Serach bat Asher speaks:

When a story is true in one world, it is sometimes true in another. My people are travelers; we have been traveling a long time. It is becoming more difficult; so many places are now narrow places to us.

I am the clan mother. I am called daughter of a tree. Maybe because my legs are like trees. Maybe because we depend on trees for so much. We eat their leaves; we scratch our backs against their bark; we dig among their roots; we rest in their shade. Sometimes we dig trees up, but it makes room for new growth. Water collects in our footprints. Turned earth settles around the seedling. No wonder our people call us mothers “useful trees.” We have places along our route where our people come to die, people of many clans, and where their bones rest. When our journey brings us here again, we find our loved ones’ bones among the bones of many. We know the ones we love even in their bones. We pick them up, we touch them and we remember. Distant peoples who understand nothing else of us, understand this: we never forget.

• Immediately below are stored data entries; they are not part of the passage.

Issue #41, opened 2016-10-10
Support XMPP MUC


skddc:
5apps will start dogfooding Kosmos for our private company chats within the next 4 weeks. Ideally, we'd like to use XMPP instead of IRC from the start.

[I opened an issue](https://github.com/sockethub/sockethub/issues/197) to re-create the Sockethub platform, but I'm not actually sure that's the best way, because with BOSH we could also forgo the whole Sockethub dependency and connect to the XMPP server directly.

skddc:
New milestone for the SH platform: https://github.com/sockethub/sockethub-platform-xmpp/milestone/1

PR #112, opened 2017-05-05
Add function which processes channel joins, including failures.

silverbucket:
Connected to #41

### DIFF
--- a/app/controllers/space/base_channel.js
+++ b/app/controllers/space/base_channel.js
@@ -1,12 +1,22 @@
 import Ember from 'ember';
 import Message from 'hyperchannel/models/message';
 
-export default Ember.Controller.extend({
+const {
+  Controller,
+  inject: {
+    controller,
+    service
+  },
+  Logger,
+  isPresent
+} = Ember;
+
+export default Controller.extend({
 
   newMessage: null,
-  space: Ember.inject.controller(),
-  coms: Ember.inject.service(),
-  storage: Ember.inject.service('remotestorage'),
+  space: controller(),
+  coms: service(),
+  storage: service('remotestorage'),
 
   createMessage(message, type) {
     return Message.create({
@@ -48,7 +58,7 @@ export default Ember.Controller.extend({
       if (availableCommands.includes(command.toLowerCase())) {
         this.send(command + 'Command', commandSplitted.slice(1));
       } else {
-        Ember.Logger.warn('[channel]', 'Unknown command', commandText);
+        Logger.warn('[channel]', 'Unknown command', commandText);
       }
 
       this.set('newMessage', null);
@@ -66,7 +76,11 @@ export default Ember.Controller.extend({
       let channelName = this.get('model.name');
       this.get('coms').removeChannel(space, channelName);
       let lastChannel = space.get('channels.lastObject');
-      this.transitionToRoute('space.channel', space, lastChannel);
+      if (isPresent(lastChannel)) {
+        this.transitionToRoute('space.channel', space, lastChannel);
+      } else {
+        this.transitionToRoute('space', space);
+      }
     },
 
     leaveCommand: function() {
--- a/app/controllers/space/base_channel.js
+++ b/app/controllers/space/base_channel.js
@@ -30,7 +30,7 @@ export default Controller.extend({
 
   actions: {
     sendMessage: function() {
-      assert('Please define "sendMessage"');
+      assert('Please define "sendMessage" in the controller inheriting from BaseChannel');
     },
 
     executeCommand: function(newMessage) {
--- a/app/controllers/space/base_channel.js
+++ b/app/controllers/space/base_channel.js
@@ -8,8 +8,7 @@ const {
     service
   },
   Logger,
-  isPresent,
-  assert
+  isPresent
 } = Ember;
 
 export default Controller.extend({
@@ -29,8 +28,17 @@ export default Controller.extend({
   },
 
   actions: {
-    sendMessage: function() {
-      assert('Please define "sendMessage" in the controller inheriting from BaseChannel');
+    sendMessage: function(newMessage) {
+      let message = this.createMessage(newMessage, 'message-chat');
+
+      this.get('coms').transferMessage(
+        this.get('space.model'),
+        this.get('model'),
+        message.get('content')
+      );
+
+      this.get('model.messages').pushObject(message);
+      this.set('newMessage', null);
     },
 
     executeCommand: function(newMessage) {
--- a/app/controllers/space/base_channel.js
+++ b/app/controllers/space/base_channel.js
@@ -8,7 +8,8 @@ const {
     service
   },
   Logger,
-  isPresent
+  isPresent,
+  assert
 } = Ember;
 
 export default Controller.extend({
@@ -28,17 +29,8 @@ export default Controller.extend({
   },
 
   actions: {
-    sendMessage: function(newMessage) {
-      let message = this.createMessage(newMessage, 'message-chat');
-
-      this.get('coms').transferMessage(
-        this.get('space.model'),
-        this.get('model.sockethubChannelId'),
-        message.get('content')
-      );
-
-      this.get('model.messages').pushObject(message);
-      this.set('newMessage', null);
+    sendMessage: function() {
+      assert('Please define "sendMessage"');
     },
 
     executeCommand: function(newMessage) {
--- a/app/controllers/space/channel.js
+++ b/app/controllers/space/channel.js
@@ -1,4 +1,23 @@
 import BaseChannel from 'hyperchannel/controllers/space/base_channel';
 
 export default BaseChannel.extend({
+
+  actions: {
+    sendMessage: function(newMessage) {
+      let message = this.createMessage(newMessage, 'message-chat');
+
+      this.get('coms').transferMessage(
+        this.get('space.model'),
+        {
+          '@id': this.get('model.sockethubChannelId'),
+          '@type': 'room'
+        },
+        message.get('content')
+      );
+
+      this.get('model.messages').pushObject(message);
+      this.set('newMessage', null);
+    }
+  }
+
 });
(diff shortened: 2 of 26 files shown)


silverbucket:
This successfully handles JOIN failures, however since the space is looked up by hostname, and the hostname for the XMPP JID is mixed up (in our test case, the user is `user@host.com` while the server is `xmpp.host.com`, therefore it's unclear what is actually the JID and/or what is the official way of referencing an account.

If, as we discussed today, the JID is `user@host.com/resource` then it does not give enough information about where this user exists, it would seem like this means it can't be the read JID. 

So, is the real JID `user@host.com@xmpp.host.com/resource` ? There are so many pieces involved right now its a bit hard to work through this alone. At any rate, this pull request is functional except for one piece @galfert said he'd look into which is that the personId lookup is failing due to an incorrect server name (for xmpp)

gregkare:
As discussed on Skype the JID is `user@host.com/resource` even if the server has DNS entries set up to announce to clients that the server is running on another host (xmpp.host.com for example)

galfert:
I pushed some changes so at least IRC works again in this PR. Haven't gotten to trying XMPP yet. Will do that later.

galfert:
Update: I fixed some problems and bugs related to XMPP, and also refactored some of the code along the way. But right now I'm at a point where I just don't get any feedback from Sockethub when trying to join a channel, except for the `completed` events. But no `message` or `failure` events.

And I also can't see anything of relevance in the Sockethub logs itself.

I am connected to the server though, as I can see the presence updates of the other users on the server.

@silverbucket: do you maybe have some time on friday to further pair on this a little bit?

config/space-presets.json
```diff
@@ -48,7 +48,7 @@
     }
   },
   {
-    "id": "5apps",
+    "id": "xmpp-5apps",
```
skddc: This was actually intentional, because the idea is that you can change the type of the same space when migrating, without moving everything.

galfert: But then it conflicts with the [computed `id`](https://github.com/67P/hyperchannel/pull/112/files#diff-be00797e644f8bf6fa99549fc3b20ffcR49) which is based on the name and is used for the URLs.

skddc: What exactly is the conflict? I don't see what that's doing.

galfert: Ember is using the id to generate the URLs. I don't know exactly what was going on in detail, but when the preset uses "5apps" as id, it links channels to `/5apps/channel/<channelslug>` but then would error when trying to navigate to it, because it wouldn't find the space by that id.

Using the id based on the name fixes that.

skddc: Sorry, I still don't understand what that means really. Why should that not work?

skddc: ... in fact, that's *exactly* the URL I wanted it to use.

galfert: I changed the code to not use a computed property for the id anymore. Now it's only generating an id from the name when no explicit id was given. This way everything works fine now.

silverbucket:
@galfert sorry I didn't notice you ping me to pair. I'm free this weekend if you are.

galfert:
I finally managed to successfully join XMPP MUC rooms. The problem was that that you have to add your nickname as a resource to the room id, e.g. `room@muc.host.com/nickname`.

Messaging in rooms work now. But it's still missing the list of users in the room.

As for direct messages, we can receive them but the outgoing messages don't seem to be sent to the recipient yet. I couldn't see any obvious error messages about that in the Sockethub logs, but I also didn't look into that very thoroughly yet.

app/controllers/space/base_channel.js
```diff
@@ -28,17 +29,8 @@ export default Controller.extend({
...
-      this.get('coms').transferMessage(
-        this.get('space.model'),
-        this.get('model.sockethubChannelId'),
-        message.get('content')
-      );
-
-      this.get('model.messages').pushObject(message);
-      this.set('newMessage', null);
+    sendMessage: function() {
+      assert('Please define "sendMessage"');
```
skddc: Huh?

app/controllers/space/channel.js
```diff
@@ -1,4 +1,23 @@
...
+  actions: {
+    sendMessage: function(newMessage) {
+      let message = this.createMessage(newMessage, 'message-chat');
+
+      this.get('coms').transferMessage(
+        this.get('space.model'),
+        {
+          '@id': this.get('model.sockethubChannelId'),
+          '@type': 'room'
+        },
```
skddc: We shouldn't deal with AS manually in arguments to `coms` methods, no?

app/controllers/space/user_channel.js
```diff
@@ -1,4 +1,23 @@
...
+  actions: {
+    sendMessage: function(newMessage) {
+      let message = this.createMessage(newMessage, 'message-chat');
+
+      this.get('coms').transferMessage(
+        this.get('space.model'),
+        {
+          '@id': this.get('model.sockethubChannelId'),
+          '@type': 'person'
+        },
```
skddc: Same as above, except with the added argument that this is duplicating code.

app/services/sockethub-xmpp.js
```diff
@@ -136,6 +141,64 @@ export default Ember.Service.extend({
...
+      type: messageType,
+      date: new Date(message.published),
+      nickname: message.actor.displayName || message.actor['@id'],
+      content: message.object.content
+    });
+
+    // TODO should check for message and update sent status if exists
+    if (channelMessage.get('nickname') !== space.get('userNickname')) {
+      channel.addMessage(channelMessage);
+    }
```
skddc: Apart from this method being super long, it seems like considerable code duplication to me.

skddc:
> The problem was that that you have to add your nickname as a resource to the room

We shouldn't have to do that in Hyperchannel! The whole point of Sockethub platforms is to abstract that away from apps.

skddc:
I can see tons of changes, and one of them is speeding up the test suite. However, there's not a single new or changed test in here?

app/controllers/space/base_channel.js
galfert: This is just a base class. The classes that inherit from this (e.g. `Channel` and `UserChannel` ) need to implement the actual method. This throws an error with the hint in case you inherit without defining the method yourself.

galfert:
The recent changes are just me trying to get everything to work at first. It's not refactored, cleaned up or tested yet.

app/controllers/space/base_channel.js
skddc: Well, I didn't understand the hint here, so maybe it should say what you just explained. ;)

skddc:
Got it. Only saw the WIP after my last comment earlier. ;)

app/controllers/space/base_channel.js
galfert: Done

app/models/base_channel.js
```diff
@@ -80,7 +81,9 @@ export default Ember.Object.extend({
   },
 
   addUser(username) {
-    this.get('userList').pushObject(username);
+    if (isEmpty(this.get('userList').find(name => name === username))) {
```
skddc: You can actually write this as `.findBy('name', username)` I believe.

app/services/coms.js
```diff
@@ -448,7 +448,7 @@ export default Service.extend({
             this.updateUsername(message);
             break;
           case 'presence':
-            Logger.debug('Presence update:', message.actor['@id'], message.object.presence, message.object.status);
+            this.getSockethubPlatformFor(message.context).handlePresenceUpdate(message);
```
skddc: Why not just use `this.get(message.context).handlePresenceUpdate()`? Also, isn't this XMPP-specific?

app/models/base_channel.js
galfert: No, the `userList` is just an array.

skddc: Even better. Then we could do [`if (this.get('userList').includes(username))`](https://developer.mozilla.org/en-US/docs/Web/JavaScript/Reference/Global_Objects/Array/includes?v=control).

galfert: doh m(

:)

galfert:
I'm still writing some tests for the new methods. But other than that this should be ready for you to have a look and give it a try.

skddc:
@galfert It's all red. Should I wait maybe?

galfert:
Added a bunch of tests as well now. This should be all ready to go now.

skddc:
There I fixed it. Pushing from the TXL runway, so didn't test in browser anymore, but trusting the specs. :)

skddc:
@galfert Ok, so is there anything missing now?

To confirm: it's correct that the XMPP join, which under the hood is actually sending presence to a channel, is not resulting in my user being shown in the channel list currently, right?

Also, sending messages is not included here on purpose, correct?

galfert:
> [...]  is not resulting in my user being shown in the channel list currently, right?

Why would you show up in the channel list? When joining a channel, you should be seen in the user list of that channel. In Hyperchannel, as well as in other clients.
When you receive a direct message, the other user's JID should show up as a channel in the channel list.

> Also, sending messages is not included here on purpose, correct?

Not sure I understand. You can send and receive messages in channels. What doesn't work yet is initiating direct message chats with a user by clicking the user in the user list of a channel. But when the other user sends you a direct message first, you can also send direct messages to that user.

skddc:
> Why would you show up in the channel list? When joining a channel, you should be seen in the user list of that channel. In Hyperchannel, as well as in other clients.

That's what I meant. But it didn't work.

> Not sure I understand. You can send and receive messages in channels.

It didn't work, so I assumed it's not implemented yet.

skddc:
For posterity, I wrote this on IRC after we seemed to have found the bug, but it was actually a different one:

```
<raucao> galfert: i'm back to it not working, but without the replace-connection error
<raucao> but also with the same procedure (wrong jid first, then correct one)
<raucao> all the sockethub messages get completed
<raucao> that's what i had before (and i was wondering why there's an error now, which i would have reported then)
```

I am the clan mother, so I remember most of all. It was I who found my uncle’s bones, my uncle, the dreamer. Then we all picked them up in love. Some stories say we carried them with us. That is true, but it was in our memories we carried them.

Once long ago, my grandfather, the lame one, the seer, the one who saw people in the sky, was sick with sadness. He thought he had lost his favorite son, my uncle. It was I who sang to him and let him know that his son lived. It was not a song that you people could hear. It was like a deep rumbling under the earth. Like a purr. Just joy, just joy.

Remember us, as we remember. We mothers who keep our daughters close; who have nineteen words for our daughters for every three we have for our sons. We who have so many exiles and so few return. But when we reunite we have such joy. We flap our ears and we pound the ground. We are so big and we touch each others’ mouths so gently with our trunks, we touch the songs in each others’ mouths.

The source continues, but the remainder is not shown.